OCT1 is primarily expressed in hepatocytes, suggesting that it plays a role in substrate uptake into the liver. Moreover, the level of OCT1 expression likely correlates with the intracellular imatinib concentration, as primary CML cells expressing high levels of OCT1 show greater drug uptake than those exhibiting more modest OCT1 expression [6, 51, 52] (Fig. 5.1). On the other hand, nilotinib and dasatinib are passively transported into cells without OCT1 activity and so are not affected by OCT1 activity on the surface of leukemia cells.
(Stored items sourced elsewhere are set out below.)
Issue #6399, opened 2022-12-15
ENH: Add code example to Potential docstrings


ricardoV94:
https://www.pymc.io/projects/docs/en/latest/api/generated/pymc.Potential.html

Note: This is labeled beginner friendly because it is self-contained, it requires modifiying only a single file and not too many lines either. It does require being a PyMC user who knows how to use pymc.Potential. Thus, it is a good choice for someone who is already a PyMC user but has never contributed to the library or to any open source library, while at the same time it is a bad choice for an experienced oss contributor who has never used PyMC.

YASHMANMODE2502:
Hi @ricardoV94 

I can solve this issue. Do we have to just provide a code example of `pymc.Potential()` function?
If yes then where I can update the code?

Thank you

reshamas:
> Hi @ricardoV94
> 
> I can solve this issue. Do we have to just provide a code example of `pymc.Potential()` function? If yes then where I can update the code?
> 
> Thank you

One of the learning steps in contributing is to explore the code base and find which file(s) need to be updated. Want to give that a try? ;)

YASHMANMODE2502:
Hi @reshamas 

Yes I want to give it a try, will you help me so that i will learn how to explore the codebase.

reshamas:
To learn more about the pymc project, check out this playlist:
https://www.youtube.com/playlist?list=PLBKcU7Ik-ir99uTvN0315hIVLuyj4Q1Gt

reshamas:
@ricardoV94 @OriolAbril 
I removed the "beginner friendly" label for this one.

cc:  @SangamSwadiK @BerylKanali

YASHMANMODE2502:
> To learn more about the pymc project, check out this playlist:
> https://www.youtube.com/playlist?list=PLBKcU7Ik-ir99uTvN0315hIVLuyj4Q1Gt

Thank you @reshamas for your help, I will be connected to get some help and give others some help :)

ricardoV94:
> @ricardoV94 @OriolAbril 
> I removed the "beginner friendly" label for this one.
> 
> cc:  @SangamSwadiK @BerylKanali

I think that is setting the bar for beginner friendly issues a bit too low.

OriolAbril:
Added the label again and extended the description

larryshamalama:
Closed by #6559

PR #6489, opened 2023-01-28
Add code example to Potential docstrings

Dhruvanshu-Joshi:
**What is this PR about?**
In this PR , I have provided a solution to close the issue [#6399](https://github.com/pymc-devs/pymc/issues/6399).
The docstring for the Potential function is rather limited. I have made efforts to include some code examples to better understand this. I also focused on the nature of the arguments that are passed to this function and have included an example for the same.

**Checklist**

## Documentation
- Add code example and a short explanation of the code example to Potential docstrings.
- In the first example, we define a constraint such that the probability density that the model produces takes into consideration that the sum of x and y should be lesser than 1.
- In the second example, we emphasis that the var argument can be a PyTensor or Scalar variable. For the same purpose, I use a function that'll return a Scalar variable. Had we not done it , we might have encountered an error.


pymc/model.py
```diff
@@ -2035,10 +2035,43 @@ def Deterministic(name, var, model=None, dims=None):
 def Potential(name, var, model=None):
     """Add an arbitrary factor potential to the model likelihood
 
+      Potential function is used to add arbitrary factors i.e. constraints that we define to the likelihood function of a model to adjust the probablity density of the model.
```
larryshamalama:
```suggestion
      The Potential function is used to add arbitrary factors (such as constraints or other likelihood components) to adjust the probability density of the model. 
```

pymc/model.py
```diff
@@ -2035,10 +2035,43 @@ def Deterministic(name, var, model=None, dims=None):
...
+
+        The Potential function here acts as a gatekeeper allowing only samples that satisfy the constraint to contribute to the likelihood. This ensures that the sample generated by the sampler are consistent with the constraint.
+
+        Have a look at the following example:
+       
+     .. code:: python
+
+        with pm.Model() as model:
+          x = pm.Normal('x', mu=0, sigma=1)
+          y = pm.Normal('y',mu=x, sigma=1,observed=data)
```
larryshamalama:
```suggestion
          y = pm.Normal('y', mu=x, sigma=1, observed=data)
```

pymc/model.py
```diff
@@ -2035,10 +2035,43 @@ def Deterministic(name, var, model=None, dims=None):
...
+    .. code:: python
+
+        with pm.Model() as my_model:
+          x = pm.Normal('x', mu=0, tau=1)
+          y = pm.Normal('y', mu=x, tau=1)
+
+          constraint = x + y < 1
+          potential = pm.Potential('constraint', constraint, my_model)
+
+        In this example, we define a constraint on the sum of x and y that it can only be lesser than 1. We pass this constraint to the pm.Potential function.
```
larryshamalama:
```suggestion
        In this example, we define a constraint on the sum of x and y to be less than 1. We pass this constraint to the ``pm.Potential`` function.
```

pymc/model.py
```diff
@@ -2035,10 +2035,43 @@ def Deterministic(name, var, model=None, dims=None):
...
+        Now the pm.Potential function takes in a expression, a scalar value and the model name as argument.
```
larryshamalama:
```suggestion
```

I would remove this line because the `Parameters` section below provides this information.

pymc/model.py
```diff
@@ -2035,10 +2035,43 @@ def Deterministic(name, var, model=None, dims=None):
...
+        Now, the probablity density that the model produces takes into consideration the constraint that the sum of x and y should be lesser than 1.
```
larryshamalama:
```suggestion
        Now, the probability density that the model produces takes into consideration the constraint that the sum of x and y should be less than 1.
```

pymc/model.py
```diff
@@ -2035,10 +2035,43 @@ def Deterministic(name, var, model=None, dims=None):
...
+
+        Have a look at the following example:
+       
+     .. code:: python
+
+        with pm.Model() as model:
+          x = pm.Normal('x', mu=0, sigma=1)
+          y = pm.Normal('y',mu=x, sigma=1,observed=data)
+          constraint = x>= 0
+          potential = pm.Potential('x_constraint',-tt.log(tt.switch(constraint, 1, 1e-30)))
```
larryshamalama:
```suggestion
          potential = pm.Potential('x_constraint', -pt.log(pt.switch(constraint, 1, 1e-30)))
```

We recently switched our backend to [PyTensor](https://github.com/pymc-devs/pytensor)!

pymc/model.py
```diff
@@ -2035,10 +2035,43 @@ def Deterministic(name, var, model=None, dims=None):
...
+        Now the pm.Potential function takes in a string expression and a scalar value as argument. Hence we pass '-tt.log(tt.switch(constraint, 1, 1e-30))' as second argument which will return a scalar value depending on the constraint and will add to the likelihood function of the model.
+        This is done because PyMC3 uses an energy-based model, which means that the probability of a variable configuration is proportional to the negative of the energy of that configuration. So, the negative logarithm of the switch function ensures that the energy is high (i.e. close to negative infinity) when the constraint is not met, and low (i.e. close to zero) when the constraint is met.
+        The probablity density that this model produces agrees with the constraint that x should be greater than or equal to 0.
+
     Parameters
     ----------
     name: str
-    var: PyTensor variables
+    var: PyTensor or Scalar variables with the same shape as input to the likelihood
+    model: The model object to which the potential function is added. If none is provided, current model is used
```
larryshamalama:
```suggestion
    model: The model object to which the potential function is added. If ``None`` is provided, the current model is used.
```

pymc/model.py
```diff
@@ -2035,10 +2035,43 @@ def Deterministic(name, var, model=None, dims=None):
...
+       
+     .. code:: python
+
+        with pm.Model() as model:
+          x = pm.Normal('x', mu=0, sigma=1)
+          y = pm.Normal('y',mu=x, sigma=1,observed=data)
+          constraint = x>= 0
+          potential = pm.Potential('x_constraint',-tt.log(tt.switch(constraint, 1, 1e-30)))
+
+        In this example, we define a constraint on x that it can be either greater than or equal to 0 and pass this constraint to the pm.Potential function.
```
larryshamalama:
```suggestion
        In this example, we define a constraint on x to be greater or equal to 0 via the ``pm.Potential`` function.
```

pymc/model.py
```diff
@@ -2035,10 +2035,43 @@ def Deterministic(name, var, model=None, dims=None):
...
+        Now the pm.Potential function takes in a string expression and a scalar value as argument. Hence we pass '-tt.log(tt.switch(constraint, 1, 1e-30))' as second argument which will return a scalar value depending on the constraint and will add to the likelihood function of the model.
```
larryshamalama:
```suggestion
        We pass ``-pt.log(pt.switch(constraint, 1, 1e-30))`` as second argument which will return a scalar value depending on if the constraint is met or not and which will added to the likelihood of the model.
```

pymc/model.py
```diff
@@ -2035,10 +2035,43 @@ def Deterministic(name, var, model=None, dims=None):
...
+        This is done because PyMC3 uses an energy-based model, which means that the probability of a variable configuration is proportional to the negative of the energy of that configuration. So, the negative logarithm of the switch function ensures that the energy is high (i.e. close to negative infinity) when the constraint is not met, and low (i.e. close to zero) when the constraint is met.
```
larryshamalama:
```suggestion
The negative logarithm of the switch function ensures that this component of the log-likelihood is high (i.e. close to 30) when the constraint is not met, and low (i.e. close to zero) when the constraint is met.
```

I'm confused with this sentence. What do you mean by "probability of a variable configuration"?

Lastly, personally, I would avoid using the energy concept since it's similar to the likelihood and focus on the log-likelihood since that's what PyMC works with. In the sense that I would avoid introducing too many new concepts as once, although the energy-based analogy is correct (to my understanding and despite my little knowledge of physics 😅). 

However, with that, the sentence would revert the direction of the logic if I'm not mistaken...

larryshamalama (changes requested):
Hi @Dhruvanshu-Joshi, thanks for creating this pull request! Also, thanks for your patience, it seems that our devs have been busy recently... (myself included)

Overall, it looks good! I gave some suggestions to tweak some sentences here and there. Let me know if you would like any assistance with this PR.

Edit: It seems that the pre-commit has not been run successfully; let us know if you would like any pointers regarding that.

pymc/model.py
```diff
@@ -2035,10 +2035,43 @@ def Deterministic(name, var, model=None, dims=None):
...
+      Potential function is used to add arbitrary factors i.e. constraints that we define to the likelihood function of a model to adjust the probablity density of the model. 
+
+    .. code:: python
+
+        with pm.Model() as my_model:
+          x = pm.Normal('x', mu=0, tau=1)
+          y = pm.Normal('y', mu=x, tau=1)
+
+          constraint = x + y < 1
+          potential = pm.Potential('constraint', constraint, my_model)
```
ricardoV94: This example does not make sense like this. x + y < 1 is gonna return a variable that evaluates to 0 or 1, which will be added to the model logp. It would make sense to add the `log(constraint)` instead. 

However, I think it's a bit more readable for users to see a constraint with a switch as that's usually how it crops up in examples. Something like `pm.Potential("constraint", pt.log(pt.switch(constraint, 1, 0)))`

But this is very similar to the example below, so just show one of them

pymc/model.py
```diff
@@ -2035,10 +2035,43 @@ def Deterministic(name, var, model=None, dims=None):
...
+
+        In this example, we define a constraint on the sum of x and y that it can only be lesser than 1. We pass this constraint to the pm.Potential function.
+        Now the pm.Potential function takes in a expression, a scalar value and the model name as argument.
+        Now, the probablity density that the model produces takes into consideration the constraint that the sum of x and y should be lesser than 1.
+
+        The Potential function here acts as a gatekeeper allowing only samples that satisfy the constraint to contribute to the likelihood. This ensures that the sample generated by the sampler are consistent with the constraint.
```
```suggestion
        The Potential function here acts as a gatekeeper allowing only samples that satisfy the constraint to contribute to the likelihood. This ensures that the samples generated by the sampler are consistent with the constraint.
```

pymc/model.py
```diff
@@ -2035,10 +2035,43 @@ def Deterministic(name, var, model=None, dims=None):
...
+        In this example, we define a constraint on x that it can be either greater than or equal to 0 and pass this constraint to the pm.Potential function.
+        Now the pm.Potential function takes in a string expression and a scalar value as argument. Hence we pass '-tt.log(tt.switch(constraint, 1, 1e-30))' as second argument which will return a scalar value depending on the constraint and will add to the likelihood function of the model.
+        This is done because PyMC3 uses an energy-based model, which means that the probability of a variable configuration is proportional to the negative of the energy of that configuration. So, the negative logarithm of the switch function ensures that the energy is high (i.e. close to negative infinity) when the constraint is not met, and low (i.e. close to zero) when the constraint is met.
+        The probablity density that this model produces agrees with the constraint that x should be greater than or equal to 0.
+
     Parameters
     ----------
     name: str
-    var: PyTensor variables
+    var: PyTensor or Scalar variables with the same shape as input to the likelihood
```
```suggestion
    var: PyTensor expression to be added to the model joint logp 
```

pymc/model.py
ricardoV94: I wouldn't show the `model` argument being used. Most times it's not needed as users add a Potential inside a model context.

pymc/model.py
ricardoV94: I agree with @larryshamalama. Also note that it doesn't have to return a scalar expression at all. Whatever is returned will be summed into a scalar automatically, so a user can return an arbitrary shaped expression

ricardoV94 (changes requested):
Thanks for opening up the PR. This looks nice already. I have three notes:

## First

I think the two examples should be merged into a single one since they both show an example of using Potential to impose a constraint. The first example was incorrect though, and the second one looks better if you make it strict `pt.log(pt.switch(cond, 1, 0))` instead of the arbitrary large or small values.

I would add a second example showing how Potential can be used to obtain an arbitrary prior and not just a binary constraint. Maybe, something like this which corresponds to a power law prior for `max_items` 

```python
with pm.Model():
  # p(max_items) = 1 / max_items
  max_items = pm.Uniform("max_items", lower=1, upper=100)
  pm.Potential('power_prior', pm.math.log(1 / max_items))

  n_items = pm.Uniform('n_items', lower=1, upper=max_items, observed=60)
```

## Second
I would use `pm.math.foo` instead of `pt.foo`.

## Third
We should add a warning box saying that Potentials are only added to the model logp, and as such can only influence logp based sampling, like the one used by `pm.sample`.

They do not affect forward sampling, which is used by `sample_prior_predictive` and `sample_posterior_predictive`. A warning is always raised to alert user of this.

pymc/model.py
Dhruvanshu-Joshi: If we are avoiding to use too many new concepts at once, can we use pm.math for backend computation here instead of explicitly mentioning Theano tensor or PyTensor?
I am quite new to PyTensor and am facing errors when I try to run the suggestion made above.

pymc/model.py
Dhruvanshu-Joshi: Answering the first question,  'probability of variable configuration' refers to the likelihood function. By this I simply  mean to refer the likelihood of a particular set of values for the variables that the model equation uses.

For the second part, no it does not revert the direction of logic... That's bad framing on my part😅

What I meant from "close to  negative infinity" was that the log function/ log-likelihood will be close to negative infinity. The mathematical negative will thus be a large positive value. Energy is the negative logarithmic function that we have defined and thus it will be high when the constraint is not met. 

Can we re-frame this as:
The reciprocal exponential function of the negative logarithm is proportional to the likelihood function. When the constraint is met, the switch function returns 1 making the negative logarithm 0 and hence likelihood function has no penalizing effect. When the constraint is not met the switch function returns 1e-30 and the negative logarithm takes a high value(i.e. 30), reciprocal exponential function of which makes the likelihood function very small and successfully penalizes it.

pymc/model.py
Dhruvanshu-Joshi: I understand how using the logarithm function makes more sense and also notice the repetitiveness in both the examples.
I will add a commit as soon as it is clear if we are moving forward with Pytensor or using pm.math.

ricardoV94: `pm.math` is fine

OriolAbril (changes requested):
Currently on my mobile and can't properly review but want to leave a reminder for myself to review when I gat the chance. It should follow numpydoc: https://numpydoc.readthedocs.io/en/latest/format.html. Examples in their own section below parameters and returns. Warnings also as their own section, the spaces both before and after the parameter name and the parameter info... https://pymc-data-umbrella.xyz/en/latest/sprint/tutorials/docstring_tutorial.html#edit-the-docstring might also be helpful

pymc/model.py
```diff
@@ -2035,10 +2035,49 @@ def Deterministic(name, var, model=None, dims=None):
...
+
+     .. code:: python
+
+        with pm.Model() as model:
+          x = pm.Normal('x', mu=0, sigma=1)
+          y = pm.Normal('y', mu=x, sigma=1, observed=data)
+          constraint = x>= 0
+          potential = pm.Potential('x_constraint', -pm.math.log(pm.math.switch(constraint, 1, 1e-30))
+
+        In this example, we define a constraint on x to be greater or equal to 0 via the ``pm.Potential`` function.
```
ricardoV94: I would put the explanations above the respective examples

pymc/model.py
```diff
@@ -2035,10 +2035,49 @@ def Deterministic(name, var, model=None, dims=None):
...
+
+      Have a look at the following example:
+
+     .. code:: python
+
+        with pm.Model() as model:
+          x = pm.Normal('x', mu=0, sigma=1)
+          y = pm.Normal('y', mu=x, sigma=1, observed=data)
+          constraint = x>= 0
+          potential = pm.Potential('x_constraint', -pm.math.log(pm.math.switch(constraint, 1, 1e-30))
```
ricardoV94: I think the absolute constraint with (1 vs 0) may be more educative than (1 vs 1e-30). I would perhaps show that and mention an alternative something like (1 vs 0.5) would provide a soft constraint instead of a hard one.

I find the 1e-30 odd because it behaves like 0 in practice. The sampler will never accept a negative value for 'x', or perhaps once in a lifetime, which is an odd modelling choice.

We should change the mu of x to be 0.1 perhaps, so that the sampler doesn't start at an invalid point.

ricardoV94 (commented):
Do you think abbreviate a bit the explanations? I don't know if it's just me but they feel a tad too long.

ricardoV94:
Thinking about it again, I like your original idea of adding a joint constraint. Perhaps as a third example?

Something like `Potential(”sum_constraint", -pm.math.log((x + y)**2)`

pymc/model.py
Dhruvanshu-Joshi: I understand that the absolute constraint with (1 vs 0) might be more educative than (1 vs 1e-30), but the problem with it is that it produces error when trying to sample the model because the logarithm of 0 is not defined. If having a working model that can be sampled without encountering errors along with explaining the use of Potential function is not what is required with this code block, a constraint of 1 vs 0 absolutely makes more sense. So to reconfirm, should I change the constraint?

Soft constraints also are very helpful. Should I make a  separate code-block for it or a commented line in the original code-block with an explanation?

ricardoV94: Logarithm of zero is well defined (at least in PyMC land) and leads to -inf logp which is exactly what you want to represent an impossible event in log scale. We use -inf explicitly in most of the logp definitions 9f distributions with constrained support.

About the soft constrained, whichever way you think is better. I have no preference.

Dhruvanshu-Joshi: When I try to sample using potential = pm.Potential('x_constraint',-pm.math.log(pm.math.switch(constraint, 1, 0.0))) I face this error:

[<ipython-input-31-e645e4d4afc7>](https://localhost:8080/#) in <module>
     11   potential = pm.Potential('x_constraint',-pm.math.log(pm.math.switch(constraint, 1, 0)))
     12 
---> 13   trace = pm.sample(1000,tune=1000)

12 frames
[/usr/local/lib/python3.8/dist-packages/aesara/tensor/elemwise.py](https://localhost:8080/#) in transform(r)
    600         def transform(r):
    601             # From a graph of ScalarOps, make a graph of Broadcast ops.
--> 602             if isinstance(r.type, (NullType, DisconnectedType)):
    603                 return r
    604             if r in scalar_inputs:

AttributeError: 'float' object has no attribute 'type'

On defining the Potential function as potential = pm.Potential('x_constraint',-pm.math.log(pm.math.switch(constraint, 1.0, 0.0))) I get this:

Interrupted
[<ipython-input-34-ed86f6db8804>](https://localhost:8080/#) in <module>
     11   potential = pm.Potential('x_constraint',-pm.math.log(pm.math.switch(constraint, 1.0, 0.0)))
     12 
---> 13   trace = pm.sample(1000,tune=1000)

8 frames
[/usr/local/lib/python3.8/dist-packages/pymc/step_methods/hmc/base_hmc.py](https://localhost:8080/#) in astep(self, q0)
    166             message_energy = (
    167                 "Bad initial energy, check any log probabilities that "
--> 168                 "are inf or -inf, nan or very small:\n{}".format(error_logp.to_string())
    169             )
    170             warning = SamplerWarning(

AttributeError: 'numpy.ndarray' object has no attribute 'to_string'

ricardoV94: For it to have a valid initial energy with the hard constraint you have to set the prior of x to not be centered at zero like `x = pm.Normal("x", mu=0.1, sigma=1)` or set an initial value like `x = pm.Normal("x", mu=0, sigma=1, initval=0.1)`

ricardoV94: I don't think it should be negated

```suggestion
          potential = pm.Potential('x_constraint', pm.math.log(pm.math.switch(constraint, 1, 1e-30))
```

pymc/model.py
```diff
@@ -2035,10 +2035,49 @@ def Deterministic(name, var, model=None, dims=None):
...
+        We pass ``-pm.math.log(pm.math.switch(constraint, 1, 1e-30))`` as second argument which will return an expression depending on if the constraint is met or not and which will be added to the likelihood of the model.
+        The reciprocal exponential function of the negative logarithm is proportional to the likelihood function. When the constraint is met,the switch function returns 1 making the negative logarithm 0 and hence likelihood function has no penalizing effect. When the constraint is not met the switch function returns 1e-30 and the negative logarithm takes a high value(i.e. 30) reciprocal exponential function of which makes the likelihood function very small and successfully penalizing it.
+        The probablity density that this model produces agrees with the constraint that x should be greater than or equal to 0.
+
+     .. code:: python
+
+        with pm.Model():
+          # p(max_items) = 1 / max_items
+          max_items = pm.Uniform("max_items", lower=1, upper=100)
+          pm.Potential('power_prior', -pm.math.log(max_items))
```
ricardoV94: They are equivalent, but maybe this one is more readable for users

```suggestion
          pm.Potential('power_prior', pm.math.log(1/max_items))
```

pymc/model.py
larryshamalama: Yes, that's a great idea. @ricardoV94 mentioned it below too

pymc/model.py
Dhruvanshu-Joshi: The negative sign was the problem. I think this is because if we take the negative sign, the Potential function takes in inf as argument instead of -inf.  From my understanding, the potential term should be somewhere close to 0 when the constraint is satisfied and very large when the constraint is not satisfied. What I thought was that both inf and -inf can work as this large value. But when Potential value becomes inf,  for some reason I face the error "'numpy.ndarray' object has no attribute 'to_string'". So, is it wrong if the Potential value becomes inf?

Dhruvanshu-Joshi: The negative sign was the problem. I think this is because if we take the negative sign, the Potential function returns in inf instead of -inf. From my understanding, the potential term should be somewhere close to 0 when the constraint is satisfied and very large when the constraint is not satisfied. What I thought was that both inf and -inf can work as this large value. But when Potential value becomes inf, for some reason I face the error "'numpy.ndarray' object has no attribute 'to_string'". So, is it wrong if the Potential value becomes inf?

ricardoV94: The potential value is just added to the model logp, so it should be -inf (or very negative) when a constraint is violated, so that those draws are rejected. 0 won't have any effect and positive values will make the proposals more likely to be accepted

Dhruvanshu-Joshi: Alright👍 
I shall include this in the docstring too.
Thanks for the help!

pymc/model.py
larryshamalama: Sorry, chipping after much time. I'm not sure what you mean by "reciprocal exponential function of the negative logarithm"... 

However, it looks like you have it figured out in some threads below! Perhaps you can focus on those suggestions rather than on my comments

pymc/model.py
```diff
@@ -2035,10 +2035,74 @@ def Deterministic(name, var, model=None, dims=None):
...
+
+     .. warning::
+
+        Potential functions only influence logp based sampling, like the one used by ``pm.sample``. Potentials, modify the log-probability of the model by adding a contribution to the logp which is used by sampling algorithms which rely on the information about the observed data to generate posterior samples.
+        Potentials are not applicable in the context of forward sampling because they don't affect the prior distribution itself, only the computation of the logp.
+        Forward sampling algorithms generate sample points from the prior distribution of the model, without taking into account the likelihood function. In other words, it does not use the information about the observed data.
+        Hence, Potentials do not affect forward sampling, which is used by ``sample_prior_predictive`` and ``sample_posterior_predictive``. A warning saying "The effect of Potentials on other parameters is ignored during prior predictive sampling" is always raised to alert user of this.
```
OriolAbril: This should use a header following https://numpydoc.readthedocs.io/en/latest/format.html#warnings

pymc/model.py
```diff
@@ -2035,10 +2035,74 @@ def Deterministic(name, var, model=None, dims=None):
...
+      In this case, the larger the deviation, larger will be the negative value (-((x + y)**2)) which the MCMC sampler will attempt to minimize. However, the sampler might generate values for some small deviations but with lower probability hence this is a soft constraint.
+
+     .. code:: python
+
+        with pm.Model() as model:
+          x = pm.Normal('x', mu=0.1, sigma=1)
+          y = pm.Normal('y', mu=x, sigma=1, observed=data)
+          soft_sum_constraint = pm.Potential("soft_sum_constraint", -((x + y)**2))
+
+      The potential value is incorporated into the model log-probability, so it should be -inf (or very negative) when a constraint is violated, so that those draws are rejected. 0 won't have any effect and positive values will make the proposals more likely to be accepted
```
OriolAbril: All this should go at the bottom of the docstring and have a section header too. Ref: https://numpydoc.readthedocs.io/en/latest/format.html#examples

pymc/model.py
```diff
@@ -2035,10 +2035,74 @@ def Deterministic(name, var, model=None, dims=None):
...
+        Forward sampling algorithms generate sample points from the prior distribution of the model, without taking into account the likelihood function. In other words, it does not use the information about the observed data.
+        Hence, Potentials do not affect forward sampling, which is used by ``sample_prior_predictive`` and ``sample_posterior_predictive``. A warning saying "The effect of Potentials on other parameters is ignored during prior predictive sampling" is always raised to alert user of this.
+
+
     Parameters
     ----------
     name: str
-    var: PyTensor variables
+    var: PyTensor expression to be added to the model joint logp
+    model: The model object to which the potential function is added. If ``None`` is provided, the current model is used.
```
```suggestion
    var : PyTensor expression
        Expression to be added to the model joint logp
    model : Model, optional
        The model object to which the potential function is added. If ``None`` is provided, the current model is used.
```

a space is needed both before and after the colon (existing docstrings are generally not a good example to follow), and the first line should contain only `name : type` the description comes in the 2nd+ line and indented.

OriolAbril (changes requested):

Dhruvanshu-Joshi:
Hey @OriolAbril I have implemented all the suggested changes. Is there something else I can do to improve this PR or is this good to merge?

OriolAbril (approved):
Doc preview: https://pymcio--6489.org.readthedocs.build/projects/docs/en/6489/api/generated/pymc.Potential.html looks good, I haven't reviewed the code nor looked at the potential merge/rebase issues

ricardoV94:
@Dhruvanshu-Joshi the changes look good but you got some conflicts (as you can see by the 162 changed files). Usually when this happens the easiest solution is to open a new PR from the up-to-date main branch + your final changes

Dhruvanshu-Joshi:
Hey @OriolAbril @ricardoV94 I have opened a new PR [6559](https://github.com/pymc-devs/pymc/pull/6559) for the same issue and even referenced this PR and the issue there. Hope it solves all the conflicts.

OriolAbril:
closing as it was superseeded by #6559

Several studies have reported that patients treated with dasatinib developed large granular lymphocytosis and significantly optimal molecular responses [60, 61]. The large granular lymphocytosis was identified as natural killer (NK) cells or NK/T cells based on immunophenotypic profiles [62]. Mizoguchi et al. reported that the percentage of effector NK cell populations were significantly higher in patients with TFR than in those without TFR and control groups [63]. Moreover, European groups also showed the relationship between successful TFR and NK cells [64, 65].
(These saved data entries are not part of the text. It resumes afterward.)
PR #6475, opened 2023-01-23
Refactoring towards `IBaseTrace` interfaces

michaelosthege:
The goal of this PR is to identify & specify the `BaseTrace` attributes & methods that are necessary from the perspectives of internal sampling functions (`pm.sampling.mcmc.*`) and `MultiTrace`.

By extracting these signatures/interfaces into an abstract class `IBaseTrace` it becomes much easier to write a small adapter class that can wrap other kinds of backends to be used instead of `BaseTrace`. (hint hint 🍔)

**Checklist**
+ [x] Explain important implementation details 👆
+ [x] Make sure that [the pre-commit linting/style checks pass](https://docs.pymc.io/en/latest/contributing/python_style.html).
+ [x] Link relevant issues (preferably in [nice commit messages](https://tbaggery.com/2008/04/19/a-note-about-git-commit-messages.html))
+ [x] Are the changes covered by tests and docstrings?
+ [x] Fill out the short summary sections 👇

## Major / Breaking Changes
- `MultiTrace.straces` type changes from `Sequence[BaseTrace]` to `Sequence[IBaseTrace]`

## Maintenance
- Internal backend types and sampling functions are refactored for more substitutability
- Fixes flakyness of the `weibull_logp` test

PR #6493, opened 2023-01-30
Register Op as subclass of Distributions with `rv_type` defined

ricardoV94:


michaelosthege:
I'm not familiar with `__new__` or `clsdict`. What's the purpose of this change?

One of the test failures will be get fixed by #6475. Just sayin' :)

larryshamalama:
> I'm not familiar with `__new__` or `clsdict`. What's the purpose of this change?

My understanding is that symbolic Ops were not subclasses of `Distribution` prior to this PR, but it was the case for RV Ops. Is that correct @ricardoV94 ? However, I forgot why it is beneficial to have such Ops to be subclasses of `Distribution`...

ricardoV94:
The reason for these changes is to have distributions that return RandomVariables and SymbolicrandomVariables behave the same.

The metaclass does 2 things:
1. Dispatching logp/logcdf/moment methods when implemented as methods of the class
2. Register the Op class as a subclass of the PyMC distribution

I was recently writing a test in another library where I asserted we were creating the right variables by saying `isinstance(rv.owner.op, pm.Normal)` but this only works for regular distributions. It doesn't work for Censored for example, in which case I had to import the specific rv_type (CensoresdRV)

There is no reason for this distinction. As long as we keep the Distribution pseudo-classes they should work the same regardless of the type of objects they return.

michaelosthege (approved):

In a German clinical study that evaluated a maintenance therapy regimen comprising interferon-alpha following combined imatinib and interferon-alpha therapy in CML-CP patients that achieved CMR, interferon-alpha therapy was associated with expansion of proteinase-3-specific cytotoxic T cells, and it may result in improved molecular response [66]. Shinohara et al. evaluated immunological parameters in CML-CP patients treated with imatinib and reported that regulatory T cells were significantly lower in patients with CMR than in those without CMR [58]. Barachandran et al. reported that imatinib therapy activated CD8+ T cells and induced regulatory T-cell apoptosis within gastrointestinal stromal tumors (GISTs). The number and activity of these T-cell populations are crucial to the antitumor effects of imatinib in GIST [67]. These results suggest that the immunological activation status of T cells and NK cells contributes to TFR or clinical outcomes in imatinib treatment. We are currently planning to evaluate immunophenotypic profiling as exploratory research in a prospective JALSG STIM213 study (UMIN000011971) that will elucidate the role of NK/T cells as a component of leukemia immune surveillance.
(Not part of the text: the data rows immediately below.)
PR #6504, opened 2023-02-05
Fix some type issues related to retrieving stats from traces

michaelosthege:
## New features
- `Statsbijection.rmap` can now take incomplete input dicts.

## Maintenance
- `pm.sample` no longer relies on `MultiTrace.get_sampler_stats` that does some black magic with the fetched array.
- Addition of type hints to stats related signatures.
- Updated some stats related docstrings.

### DIFF
--- a/pymc/backends/base.py
+++ b/pymc/backends/base.py
@@ -58,7 +58,7 @@ class IBaseTrace(ABC, Sized):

BCL2-like 11 (BIM) is a protein associated with apoptosis and is required to induce TKI-mediated apoptosis in tumor cells [68]. The common intron 2 deletion polymorphism of the BIM gene is found in 20 % of the Asian population and results in the expression of a BIM isoform lacking the BH3 domain. It was recently reported that this BIM polymorphism is involved in the poor response to TKIs in CML cell lines, but this resistance could be overcome with BH3-mimetic drugs. Additionally, individuals with CML harboring the polymorphism experienced significantly inferior responses to TKIs than individuals without the polymorphism [11]. A French group recently showed that the T allele of BIM c465C > T (rs724710) is associated with Sokal score and a longer time to MMR achievement [69]. The study suggested that polymorphisms in BIM might influence TKI treatment effects in non-Asians as well as Asians.

In this review, we discussed plasma concentration of TKIs, drug transporters, T/NK cells, and BIM polymorphisms as biomarkers for predicting the outcome in CML treatment (Table 5.3). As of now, these factors are still candidate biomarkers and will need to be evaluated in large prospective studies in the future.